Right now, Wassaykeesic is having difficulty getting around, and she relies on a lot of help from other people to get groceries and things, she said.
Her children are afraid to go to school for fear of bringing COVID-19 home and infecting her again, she added.
"I go through periods where I feel like, 'Is this all I'm going to do? Sit in my room and live in my house?'" she said.
"I started to go out to my mom's. I started to go visiting again. And I was thinking like, 'Whatever happens will happen. But, now that things are opening up? I don't know. I still don't feel safe to go out."
Mainville has been going to college online during the pandemic, so she hasn't had to deal with any concerns around workplace safety, but in August, she became the guardian of her younger brother, who is still in school.
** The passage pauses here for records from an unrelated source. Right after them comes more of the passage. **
PR #3988, opened 2026-07-02
feat(platform-wallet): actively re-drive unconfirmed shielded spends

QuantumExplorer:
> Rebased onto `v4.0-dev` after #3982 squash-merged. The prune backstop this PR falls back to after exhausted attempts is #3982's release pass.

A shielded spend whose broadcast is accepted but whose result wait fails ambiguously (`ShieldedSpendUnconfirmed` — the TestFlight "may have gone through, do not retry" case) previously sat frozen until its anchor aged out of Platform's ~1000-block retention window (#3982's prune backstop), and after an app restart its persisted activity row could never resolve at all.

This implements the active-resolution design: **on timeout, trigger a shielded sync to see if it landed; if it didn't, re-broadcast; repeat up to 3 times; only then fall back to the prune backstop.**

## What was done?

- **Persist the transition on the ambiguous outcome.** All four spend flows (unshield / transfer / withdraw / identity-create-from-pool) serialize the signed state transition and arm a `PendingRedrive` — new `shielded_pending_spends` SQLite table carrying `(activity_id, anchor, nullifiers, st_bytes, attempts)`. On store open the records rehydrate both the redrive and the note reservations, so an unconfirmed spend keeps its notes reserved **across restarts** and its activity row can still flip — closing the restart gap noted in #3982's review.
- **Immediate first re-check.** The FFI spend wrappers fire a fire-and-forget forced shielded sync when the ambiguous outcome surfaces, so the first nullifier re-check happens in seconds instead of at the next background tick.
- **Sync-time re-drive pass** (runs after the scan's spent-note reconcile, before the prune-backstop release, judged against the same pre-scan recorded-anchor set): a landing was already detected by the reconcile (the `mark_spent` hook drops the record); otherwise, while the anchor is still recorded and `attempts < 3`, re-broadcast the **byte-identical** transition — fund-safe, identical nullifiers cannot double-spend — and classify:
  - accepted / inconclusive → count the attempt, let the next scan detect the landing;
  - `NullifierAlreadySpent` → the **original** executed; success signal, touch nothing (this check deliberately runs before the generic consensus-rejection arm);
  - any other consensus verdict → provably dead **now**: release the notes and flip the activity row to Failed, hours before the prune would;
  - after 3 silent attempts → the #3982 prune backstop owns it, unchanged.
- Store-level consistency: resolving any of a redrive's nullifiers (`mark_spent` / `clear_pending`) drops the whole record durably — a transition lands or dies atomically for all its nullifiers.

## How Has This Been Tested?

- `cargo test -p platform-wallet --lib --features shielded` → **320 passed** (316 base + 4 new).
- New coverage: SQLite roundtrip + rehydration (record, attempt counter, and reservations survive reopen; resolution deletions are durable); redrive decision paths against a mock SDK with **no broadcast expectation** — proving pruned-anchor and exhausted records are left untouched and a corrupt record is dropped, all without touching the network; `NullifierAlreadySpent` classification incl. the ordering constraint vs `carries_consensus_rejection`.
- `cargo fmt --all -- --check` and `cargo clippy -p platform-wallet --features shielded` clean; `platform-wallet-ffi` and default-features checks pass.

**Not covered (network-gated):** a live ambiguous timeout → re-broadcast → landing on testnet; best confirmed on a device once this ships in a build.

## Breaking Changes

None externally. `ShieldedStore` gains four required methods (`arm_redrive` / `pending_redrives` / `bump_redrive_attempts` / `clear_redrive`); both in-tree implementations updated. New SQLite table is additive (pre-release; no migration concerns).

## Checklist:

### DIFF
--- a/packages/rs-platform-wallet-ffi/src/shielded_send.rs
+++ b/packages/rs-platform-wallet-ffi/src/shielded_send.rs
@@ -314,7 +314,7 @@ pub unsafe extern "C" fn platform_wallet_manager_shielded_transfer(
         let r = wallet
             .shielded_transfer_to(&coordinator, account, &recipient, amount, memo, &prover)
             .await;
-        poke_sync_on_unconfirmed(&r, &coordinator);
+        poke_sync_on_unconfirmed(&r, handle);
         r
     });
     map_spend_result(result, "shielded transfer")
@@ -368,7 +368,7 @@ pub unsafe extern "C" fn platform_wallet_manager_shielded_unshield(
         let r = wallet
             .shielded_unshield_to(&coordinator, account, &to_addr_str, amount, &prover)
             .await;
-        poke_sync_on_unconfirmed(&r, &coordinator);
+        poke_sync_on_unconfirmed(&r, handle);
         r
     });
     map_spend_result(result, "shielded unshield")
@@ -426,7 +426,7 @@ pub unsafe extern "C" fn platform_wallet_manager_shielded_withdraw(
                 &prover,
             )
             .await;
-        poke_sync_on_unconfirmed(&r, &coordinator);
+        poke_sync_on_unconfirmed(&r, handle);
         r
     });
     map_spend_result(result, "shielded withdraw")
@@ -435,13 +435,23 @@ pub unsafe extern "C" fn platform_wallet_manager_shielded_withdraw(
 /// On the AMBIGUOUS outcome (broadcast accepted, result unconfirmed),
 /// kick an immediate forced shielded sync so the first re-drive check —
 /// nullifier re-check, then re-broadcast of the persisted transition —
-/// happens now instead of at the next background tick. Fire-and-forget:
-/// the spend's own result is already decided, and the sync pass owns
-/// resolution from here (`redrive_pending_spends` + the prune backstop).
-fn poke_sync_on_unconfirmed<T>(
-    result: &Result<T, PlatformWalletError>,
-    coordinator: &std::sync::Arc<platform_wallet::wallet::shielded::NetworkShieldedCoordinator>,
-) {
+/// happens now instead of at the next background tick.
+///
+/// Routed through the manager's [`ShieldedSyncManager::sync_now`] so the
+/// pass respects the same `is_syncing` CAS + `quiescing` drain barrier as
+/// the periodic loop and the host's Sync Now button — a raw
+/// `coordinator.sync(...)` here would race both. `force = true` bypasses
+/// only the caught-up cooldown, never the serialization gate. If a pass
+/// is already in flight the poke no-ops (empty summary) and the next
+/// tick's pass picks the redrive up — that pass's pre-scan snapshot may
+/// predate this arm, which is fine.
+///
+/// Fire-and-forget: the spend's own result is already decided and the
+/// sync pass owns resolution from here (`redrive_pending_spends` + the
+/// prune backstop); the pass outcome is logged, not surfaced.
+///
+/// [`ShieldedSyncManager::sync_now`]: platform_wallet::manager::shielded_sync::ShieldedSyncManager::sync_now
+fn poke_sync_on_unconfirmed<T>(result: &Result<T, PlatformWalletError>, handle: Handle) {
     let ambiguous = matches!(
         result,
         Err(PlatformWalletError::ShieldedSpendUnconfirmed { .. })
@@ -450,9 +460,23 @@ fn poke_sync_on_unconfirmed<T>(
     if !ambiguous {
         return;
     }
-    let coordinator = std::sync::Arc::clone(coordinator);
+    let Some(sync_manager) =
+        PLATFORM_WALLET_MANAGER_STORAGE.with_item(handle, |manager| manager.shielded_sync_arc())
+    else {
+        return;
+    };
     runtime().spawn(async move {
-        let _ = coordinator.sync(true).await;
+        let summary = sync_manager.sync_now(true).await;
+        if summary.sync_unix_seconds == 0 {
+            tracing::debug!(
+                "post-unconfirmed shielded sync poke skipped (a pass was already in flight                  or shielded is unconfigured); the next pass owns the re-drive"
+            );
+        } else {
+            tracing::debug!(
+                wallets = summary.wallet_results.len(),
+                "post-unconfirmed shielded sync pass completed"
+            );
+        }
     });
 }
 
@@ -642,7 +666,7 @@ pub unsafe extern "C" fn platform_wallet_manager_shielded_identity_create_from_p
                 &prover,
             )
             .await;
-        poke_sync_on_unconfirmed(&r, &coordinator);
+        poke_sync_on_unconfirmed(&r, handle);
         r
     });
 
--- a/packages/rs-platform-wallet-ffi/src/shielded_send.rs
+++ b/packages/rs-platform-wallet-ffi/src/shielded_send.rs
@@ -311,9 +311,11 @@ pub unsafe extern "C" fn platform_wallet_manager_shielded_transfer(
     // calling thread.
     let result = block_on_worker(async move {
         let prover = CachedOrchardProver::new();
-        wallet
+        let r = wallet
             .shielded_transfer_to(&coordinator, account, &recipient, amount, memo, &prover)
-            .await
+            .await;
+        poke_sync_on_unconfirmed(&r, &coordinator);
+        r
     });
     map_spend_result(result, "shielded transfer")
 }
@@ -363,9 +365,11 @@ pub unsafe extern "C" fn platform_wallet_manager_shielded_unshield(
 
     let result = block_on_worker(async move {
         let prover = CachedOrchardProver::new();
-        wallet
+        let r = wallet
             .shielded_unshield_to(&coordinator, account, &to_addr_str, amount, &prover)
-            .await
+            .await;
+        poke_sync_on_unconfirmed(&r, &coordinator);
+        r
     });
     map_spend_result(result, "shielded unshield")
 }
@@ -412,7 +416,7 @@ pub unsafe extern "C" fn platform_wallet_manager_shielded_withdraw(
 
     let result = block_on_worker(async move {
         let prover = CachedOrchardProver::new();
-        wallet
+        let r = wallet
             .shielded_withdraw_to(
                 &coordinator,
                 account,
@@ -421,9 +425,35 @@ pub unsafe extern "C" fn platform_wallet_manager_shielded_withdraw(
                 core_fee_per_byte,
                 &prover,
             )
-            .await
+            .await;
+        poke_sync_on_unconfirmed(&r, &coordinator);
+        r
     });
     map_spend_result(result, "shielded withdraw")
+}
+
+/// On the AMBIGUOUS outcome (broadcast accepted, result unconfirmed),
+/// kick an immediate forced shielded sync so the first re-drive check —
+/// nullifier re-check, then re-broadcast of the persisted transition —
+/// happens now instead of at the next background tick. Fire-and-forget:
+/// the spend's own result is already decided, and the sync pass owns
+/// resolution from here (`redrive_pending_spends` + the prune backstop).
+fn poke_sync_on_unconfirmed<T>(
+    result: &Result<T, PlatformWalletError>,
+    coordinator: &std::sync::Arc<platform_wallet::wallet::shielded::NetworkShieldedCoordinator>,
+) {
+    let ambiguous = matches!(
+        result,
+        Err(PlatformWalletError::ShieldedSpendUnconfirmed { .. })
+            | Err(PlatformWalletError::ShieldedBroadcastUnconfirmed { .. })
+    );
+    if !ambiguous {
+        return;
+    }
+    let coordinator = std::sync::Arc::clone(coordinator);
+    runtime().spawn(async move {
+        let _ = coordinator.sync(true).await;
+    });
 }
 
 /// Map a shielded operation outcome (shield / unshield / transfer /
@@ -600,7 +630,7 @@ pub unsafe extern "C" fn platform_wallet_manager_shielded_identity_create_from_p
         // `Signer<IdentityPublicKey>`.
         let identity_signer: &VTableSigner = &*(signer_identity_addr as *const VTableSigner);
         let prover = CachedOrchardProver::new();
-        wallet
+        let r = wallet
             .shielded_identity_create_from_pool(
                 &coordinator,
                 account,
@@ -611,7 +641,9 @@ pub unsafe extern "C" fn platform_wallet_manager_shielded_identity_create_from_p
                 identity_signer,
                 &prover,
             )
-            .await
+            .await;
+        poke_sync_on_unconfirmed(&r, &coordinator);
+        r
     });
 
     match result {
--- a/packages/rs-platform-wallet/src/wallet/shielded/coordinator.rs
+++ b/packages/rs-platform-wallet/src/wallet/shielded/coordinator.rs
@@ -655,20 +655,28 @@ impl NetworkShieldedCoordinator {
         // Runs before the balance read so freed notes are reflected in
         // this pass's balances.
         if let Some((snapshot, recorded)) = stranded_release {
-            {
+            // Snapshot the per-wallet persisters BEFORE the loop and drop
+            // the read guard: `redrive_pending_spends` performs network
+            // broadcasts, and holding the persisters lock across those
+            // awaits would block wallet register/unregister for the
+            // duration of the round trips.
+            let subwallet_persisters: Vec<(SubwalletId, Option<WalletPersister>)> = {
                 let persisters = self.persisters.read().await;
-                for (id, _) in &subwallets {
-                    let persister = persisters.get(&id.wallet_id).cloned();
-                    super::operations::redrive_pending_spends(
-                        &self.sdk,
-                        &self.store,
-                        persister.as_ref(),
-                        id.wallet_id,
-                        *id,
-                        &recorded,
-                    )
-                    .await;
-                }
+                subwallets
+                    .iter()
+                    .map(|(id, _)| (*id, persisters.get(&id.wallet_id).cloned()))
+                    .collect()
+            };
+            for (id, persister) in &subwallet_persisters {
+                super::operations::redrive_pending_spends(
+                    &self.sdk,
+                    &self.store,
+                    persister.as_ref(),
+                    id.wallet_id,
+                    *id,
+                    &recorded,
+                )
+                .await;
             }
             self.release_stranded_spends(snapshot, &recorded).await;
         }
--- a/packages/rs-platform-wallet/src/wallet/shielded/coordinator.rs
+++ b/packages/rs-platform-wallet/src/wallet/shielded/coordinator.rs
@@ -638,13 +638,38 @@ impl NetworkShieldedCoordinator {
         // `notes` result and `notes.changeset` the receipts do.
         let newly_spent_per_sub = notes.per_subwallet_newly_spent.clone();
 
-        // Residual-spend reconcile: `sync_notes_across` above marked every
-        // landed spend (clearing its reservation). Now release any still-
-        // pending pre-scan reservation whose recorded anchor Platform had
-        // already pruned before the scan — a spend broadcast-accepted but
-        // never landed, otherwise stranded for the session. Runs before the
-        // balance read so freed notes are reflected in this pass's balances.
+        // Residual-spend resolution: `sync_notes_across` above marked every
+        // landed spend (clearing its reservation and dropping its redrive
+        // record via the store hook). Two passes over what's left, both
+        // judged against the PRE-scan recorded-anchor set:
+        //
+        // 1. Re-drive — for each armed unconfirmed spend whose anchor is
+        //    still recorded, re-broadcast the stored byte-identical
+        //    transition (bounded by MAX_REDRIVE_ATTEMPTS) to actively
+        //    resolve the ambiguity instead of waiting out the retention
+        //    window.
+        // 2. Prune backstop — release any still-pending pre-scan
+        //    reservation whose anchor was already pruned (the spend can
+        //    never execute).
+        //
+        // Runs before the balance read so freed notes are reflected in
+        // this pass's balances.
         if let Some((snapshot, recorded)) = stranded_release {
+            {
+                let persisters = self.persisters.read().await;
+                for (id, _) in &subwallets {
+                    let persister = persisters.get(&id.wallet_id).cloned();
+                    super::operations::redrive_pending_spends(
+                        &self.sdk,
+                        &self.store,
+                        persister.as_ref(),
+                        id.wallet_id,
+                        *id,
+                        &recorded,
+                    )
+                    .await;
+                }
+            }
             self.release_stranded_spends(snapshot, &recorded).await;
         }
 
--- a/packages/rs-platform-wallet/src/wallet/shielded/file_store.rs
+++ b/packages/rs-platform-wallet/src/wallet/shielded/file_store.rs
@@ -20,8 +20,8 @@ use std::sync::Mutex;
 use grovedb_commitment_tree::{ClientPersistentCommitmentTree, Position, Retention};
 
 use super::store::{
-    ShieldedNote, ShieldedOutgoingNote, ShieldedStore, StalePendingSpend, SubwalletId,
-    SubwalletState,
+    PendingRedrive, ShieldedNote, ShieldedOutgoingNote, ShieldedStore, StalePendingSpend,
+    SubwalletId, SubwalletState,
 };
 use crate::wallet::platform_wallet::WalletId;
 
@@ -66,6 +66,13 @@ pub struct FileBackedShieldedStore {
     /// Per-subwallet notes + sync state, keyed by `(wallet_id,
     /// account_index)`. Lazily populated on first use of an id.
     subwallets: BTreeMap<SubwalletId, SubwalletState>,
+    /// Second connection on the same SQLite file, owning the
+    /// `shielded_pending_spends` table (armed [`PendingRedrive`]
+    /// records). Separate from `tree` because the commitment-tree
+    /// wrapper takes its `Connection` by value; WAL mode makes the
+    /// two-connection setup safe. `Mutex` for the same `Sync`-shim
+    /// reason as `tree`.
+    pending_conn: Mutex<rusqlite::Connection>,
 }
 
 impl FileBackedShieldedStore {
@@ -95,12 +102,94 @@ impl FileBackedShieldedStore {
         let conn = Self::open_tuned_connection(&path)?;
         let tree = ClientPersistentCommitmentTree::open(conn, max_checkpoints)
             .map_err(|e| FileShieldedStoreError(format!("open commitment tree: {e}")))?;
-        Ok(Self {
+        let pending_conn = Self::open_tuned_connection(&path)?;
+        pending_conn
+            .execute(
+                "CREATE TABLE IF NOT EXISTS shielded_pending_spends (
+                    wallet_id     BLOB    NOT NULL,
+                    account_index INTEGER NOT NULL,
+                    activity_id   BLOB    NOT NULL,
+                    anchor        BLOB    NOT NULL,
+                    nullifiers    BLOB    NOT NULL,
+                    st_bytes      BLOB    NOT NULL,
+                    attempts      INTEGER NOT NULL DEFAULT 0,
+                    PRIMARY KEY (wallet_id, account_index, activity_id)
+                )",
+                [],
+            )
+            .map_err(|e| FileShieldedStoreError(format!("create pending_spends table: {e}")))?;
+        let mut store = Self {
             tree: Mutex::new(tree),
             path,
             max_checkpoints,
             subwallets: BTreeMap::new(),
-        })
+            pending_conn: Mutex::new(pending_conn),
+        };
+        store.rehydrate_pending_spends()?;
+        Ok(store)
+    }
+
+    /// Reload every persisted [`PendingRedrive`] into the in-memory
+    /// per-subwallet state, re-arming both the redrive record and the
+    /// note reservations its nullifiers carry — an unconfirmed
+    /// broadcast therefore keeps its notes reserved (and its re-drive
+    /// alive) across restarts. Corrupt rows are dropped with a warning
+    /// rather than failing the open.
+    fn rehydrate_pending_spends(&mut self) -> Result<(), FileShieldedStoreError> {
+        let conn = self.pending_conn.lock().expect("pending_conn mutex");
+        let mut stmt = conn
+            .prepare(
+                "SELECT wallet_id, account_index, activity_id, anchor, nullifiers, st_bytes, \
+                 attempts FROM shielded_pending_spends",
+            )
+            .map_err(|e| FileShieldedStoreError(format!("prepare rehydrate: {e}")))?;
+        let rows = stmt
+            .query_map([], |row| {
+                Ok((
+                    row.get::<_, Vec<u8>>(0)?,
+                    row.get::<_, u32>(1)?,
+                    row.get::<_, Vec<u8>>(2)?,
+                    row.get::<_, Vec<u8>>(3)?,
+                    row.get::<_, Vec<u8>>(4)?,
+                    row.get::<_, Vec<u8>>(5)?,
+                    row.get::<_, u32>(6)?,
+                ))
+            })
+            .map_err(|e| FileShieldedStoreError(format!("query rehydrate: {e}")))?;
+        for row in rows {
+            let (wallet_id, account_index, activity_id, anchor, nullifiers, st_bytes, attempts) =
+                row.map_err(|e| FileShieldedStoreError(format!("read rehydrate row: {e}")))?;
+            let (Ok(wallet_id), Ok(activity_id), Ok(anchor)) = (
+                <[u8; 32]>::try_from(wallet_id.as_slice()),
+                <[u8; 32]>::try_from(activity_id.as_slice()),
+                <[u8; 32]>::try_from(anchor.as_slice()),
+            ) else {
+                tracing::warn!("dropping corrupt shielded_pending_spends row (bad key widths)");
+                continue;
+            };
+            if nullifiers.is_empty() || nullifiers.len() % 32 != 0 {
+                tracing::warn!("dropping corrupt shielded_pending_spends row (bad nullifiers)");
+                continue;
+            }
+            let nullifiers: Vec<[u8; 32]> = nullifiers
+                .chunks_exact(32)
+                .map(|c| <[u8; 32]>::try_from(c).expect("chunks_exact(32)"))
+                .collect();
+            let id = SubwalletId::new(wallet_id, account_index);
+            let sw = self.subwallets.entry(id).or_default();
+            for n in &nullifiers {
+                sw.mark_pending(n);
+                sw.set_pending_spend(n, anchor, activity_id);
+            }
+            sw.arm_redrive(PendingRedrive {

"It kind of made me more of a hermit," she said. "I've ordered groceries in to limit the amount of times I have to go outside to compensate for the fact that he's got to go outside every day."
Lunn still goes out for coffee with friends every now and again when he's desperate for a taste of normalcy, he said, though he usually sticks with drive-thrus.
He has some friends and family members who are anti-mask conspiracy theorists but they keep their opinions to themselves around him for fear of getting "an earful," he said.
"I have fought too hard to stay alive just to give up because you feel inconvenienced by a four-by-four-inch cloth," he said.